Commonwealth v. Fellows

Mjr. Chief Justice Mitchell,

dissenting:

I would affirm this judgment. There is not the slightest doubt about the guilt of the appellant or the degree of it. Even his counsel, who come here under their professional obligation to take the most favorable view of their client’s case, have nothing to offer but a technicality, which in my opinion is not sound even technically.

It is true that the statute enacts that the jury if they find a person indicted guilty shall “ascertain in their verdict whether it be murder of the first or second degree,” but they are to “ ascertain,” i. e., to decide and declare, that fact, just as they do the other facts in the case, in accordance with their oath to render “ a true verdict according to the evidence. ” In the present case the only verdict the evidence would justify, was, as the judge instructed the jury, either murder of the first degree or not guilty.
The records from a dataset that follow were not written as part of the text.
PR #457, opened 2020-08-27
Some additional improvements to the interaction grouper

susannasiebert:
This PR mainly pulls up the code from `add_attributes` into the `add_member` method so that it only processes the attributes for newly created interactions. If we don't group from scratch I also moved the transaction to not happen around the whole process but one transaction for each interaction claim. This will make it so that you don't loose all the progress already made if a job fails or has to be aborted.

I also added an eager load for related tables on interaction claims in the hope that that will result in less SQL queries having to be executed.

This code is untested but I wanted to put it out there to get other people's opinions.

### DIFF
--- a/lib/genome/groupers/interaction_grouper.rb
+++ b/lib/genome/groupers/interaction_grouper.rb
@@ -1,19 +1,17 @@
 module Genome
   module Groupers
     class InteractionGrouper
-      attr_reader :group_from_scratch
       def self.run(group_from_scratch=false)
-        @group_from_scratch = group_from_scratch
         if group_from_scratch
           ActiveRecord::Base.transaction do
             puts 'reset members'
             reset_members
             puts 'add members'
-            add_members
+            add_members(group_from_scratch)
           end
         else
           puts 'add members'
-          add_members
+          add_members(group_from_scratch)
         end
       end
 
@@ -23,9 +21,9 @@ module Genome
         DataModel::Interaction.destroy_all
       end
 
-      def self.add_members
+      def self.add_members(group_from_scratch)
         DataModel::InteractionClaim.eager_load(:interaction_claim_types, :source, :interaction_claim_attributes, :publications).joins(drug_claim: [:drug], gene_claim: [:gene]).where(interaction_id: nil).each do |interaction_claim|
-          if @group_from_scratch
+          if group_from_scratch
             add_member(interaction_claim)
           else
             ActiveRecord::Base.transaction do
--- a/lib/genome/groupers/interaction_grouper.rb
+++ b/lib/genome/groupers/interaction_grouper.rb
@@ -1,16 +1,19 @@
 module Genome
   module Groupers
     class InteractionGrouper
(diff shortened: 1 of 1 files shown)


lib/genome/groupers/interaction_grouper.rb
```diff
@@ -1,16 +1,19 @@
 module Genome
   module Groupers
     class InteractionGrouper
+      attr_reader :group_from_scratch
```
acoffman, line 4: This will create an instance level accessor for `group_from_scratch` but all the methods here are class methods (denoted by the `def self.method_name` so it will not be usable in that context. You can access `@group_from_scratch` directly or you could add the accessor to the metaclass

```
class << self
  attr_reader :group_from_scratch
end
```

or if that's all too weird we could just pass the value along from `run()` to each of the sub-methods or switch things to be normal instance methods and `new` up a grouper.

I think I prefer one of those last two options myself. I generally make things just static class methods when there's no internal state, but if we want to start storing internal state for a class it makes more sense to either not store the state and just propagate it along, or convert to a normal class with instance level methods and variables.

I think actually it will "work" as written because you only access `@run_from_scratch` later in the code rather than through the accessor method, but if someone tried to use that accessor it would break.

lib/genome/groupers/interaction_grouper.rb
```diff
@@ -21,49 +24,59 @@ def self.reset_members
...
       def self.add_members
-        DataModel::InteractionClaim.joins(drug_claim: [:drug], gene_claim: [:gene]).where(interaction_id: nil).each do |interaction_claim|
-          drug = interaction_claim.drug_claim.drug
-          gene = interaction_claim.gene_claim.gene
-          interaction = DataModel::Interaction.where(drug_id: drug.id, gene_id: gene.id).first_or_create
-          interaction_claim.interaction = interaction
-          interaction_claim.interaction_claim_types.each do |t|
-            unless interaction.interaction_types.include? t
-              interaction.interaction_types << t
+        DataModel::InteractionClaim.eager_load(:interaction_claim_types, :source, :interaction_claim_attributes, :publications).joins(drug_claim: [:drug], gene_claim: [:gene]).where(interaction_id: nil).each do |interaction_claim|
```
acoffman, line 27: This isn't a change from your PR per se but I'm worried now that we're eager loading everything if we run this from scratch, if loading _all_ the interaction claims at once might be too much memory? We could change this `each` into `in_batches` (https://api.rubyonrails.org/classes/ActiveRecord/Batches.html#method-i-in_batches) without any further code changes to avoid this.

lib/genome/groupers/interaction_grouper.rb
susannasiebert: I changed this to pass along `group_from_scratch` to the sub-methods.

lib/genome/groupers/interaction_grouper.rb
susannasiebert: I made this change.

PR #460, opened 2020-08-27
New importer for the Human Protein Atlas

susannasiebert:
TODO:
- [x] import data
- [x] add tsv to the data subrepo

The TSV was created by going to this page (https://www.proteinatlas.org/search/protein_class%3APotential+drug+targets) and selecting the columns Gene, Gene synonym, Ensembl gene id, Gene description, Uniprot accession, and Protein class (from the Gene section) and clicking "Download TSV".


lib/genome/importers/human_protein_atlas/human_protein_atlas.rb
```diff
@@ -0,0 +1,70 @@
...
+          if categories.has_key? c
+            gene_category = DataModel::GeneClaimCategory.find_by(name: categories[c])
+            gene_claim.gene_claim_categories << gene_category unless gene_claim.gene_claim_categories.include? gene_category
+          end
+        end
+      end
+    end
+
+    def categories
+      {
```
acoffman, line 60: I don't know how many rows there are in this dataset, and either way the impact is likely minimal but this method will create and retunr a new dictionary every time its called, which appears to be 2x per protein class per row which could add up. Memoizing it with 

```
def categories
  @categories ||= { 
     ....dictionary contents
}
end
```

Will only create the hash the first call and then just return a reference to that one each time its called. If it runs satisfactorily fast currently, you may not have to care though,

susannasiebert: Done.

PR #461, opened 2020-08-28
Update GO importer to work with new API

susannasiebert:


susannasiebert:
The one part I wasn't able to reproduce is:
```
id = gene['id'].gsub("#{gene['nomenclature']}:", "")
nomenclature = "#{gene['nomenclature']} ID"
create_gene_claim_alias(gene_claim, id, nomenclature)
```
I think that primarily used to populate UniProtID gene claim aliases. I didn't see anything equivalent in the new API response but this value might now be part of the synonym column.

susannasiebert:
Do we want to run this importer manually and make a new data dump with it?

susannasiebert:
Turns out that even the new API had the same problem. I fixed it now and the newest data dump has the correct set of genes.

PR #462, opened 2020-08-30
CMI importer updated to new style

kcotto:
New importer for Caris. Uploaded the TSV which was created from pulling the genes under point mutations, copy number alterations, and fusions from this page: https://www.carislifesciences.com/molecular-profiling-technology/
[CMI_point_CNA_fusions.txt](https://github.com/griffithlab/dgi-db/files/5147556/CMI_point_CNA_fusions.txt)


lib/genome/importers/caris_molecular_intelligence/caris_molecular_intelligence.rb
```diff
@@ -0,0 +1,46 @@
...
+              license: 'Unknown',
+              license_link: 'https://www.carismolecularintelligence.com/contact-us/',
+          }
+      )
+    end
+
+    def create_gene_claims
+      CSV.foreach(file_path, :headers => true, :col_sep => "\t") do |row|
+        gene_claim = create_gene_claim(row["Gene"], 'Gene Symbol')
+        gene_claim.gene_claim_categories << 'CLINICALLY ACTIONABLE'
```
susannasiebert, line 42: We might want to consider adding a new method to the online_updater.rb to `create_gene_claim_category`. This could look similar to `create_interaction_claim_type` and we would get the the desired category object from the database first and check that it's not already assigned to the `gene_claim`. As long as the gene-category combinations in the input TSV are unique, this shouldn't be needed but it would still clean up things a bit.

kcotto:
To wait on merging until after #465

susannasiebert (approved):
+1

The jury had the power to render a different verdict, just as they had the power to find the prisoner guilty of assault only, but I cannot be convinced that it was reversible error for the judge to omit to tell them that they had the power, if they chose, to disregard their duty and violate their oaths by a verdict which no view of the evidence would *302sanction. It is well settled-that where the evidence does not justify a verdict of manslaughter it is not error to omit to charge the jury on that grade of homicide : Brown v. Com. 76 Pa. 319 (339); Clark v. Com. 123 Pa. 555 (575); Com. v. Crossmire, 156 Pa. 304; Com. v. Buccieri, 153 Pa. 535. I am unable to see why the distinction between the degrees of the highest form of homicide, murder, should have any greater sanctity to disregard the binding force of the evidence. There are some strong expressions in the cases on the duty of the court to leave this question to the -jury, but they should be understood as referring to the right of the jury to. decide the facts, according to the law and the evidence, where the evidence admits of an issue of fact. Where the evidence raises no such issue but points to only one alternative conclusion of murder of the first degree or not guilty at all, I can see no difference of duty either in court or jury between trials for murder or for any other crime.

On the contrary, in Shaffner v. Com., 72 Pa. 60, the judge charged the jury, “if the prisoner is guilty there can be no difficulty in ascertaining the degree for being by poison it must be in the first degree if purposely administered; . . . . if you are convinced that he is guilty of the crime, it is murder of the first degree as declared by the act of assembly, and it is your duty to say so without regard to the consequences to the prisoner.” This was held not to be error. And in McMeen v. Com., 114 Pa. 300, the charge was: “ If you find the defendant sent the poison to his wife with the intent to take her life, then the law says it is murder in the first degree and you should say so in your verdict.” This again was held not to be error. The distinction between these instructions to the jury and that given in the present case, is altogether too illusory and unsubstantial to be worthy of countenance by a court administering law and justice in a case of serious crime.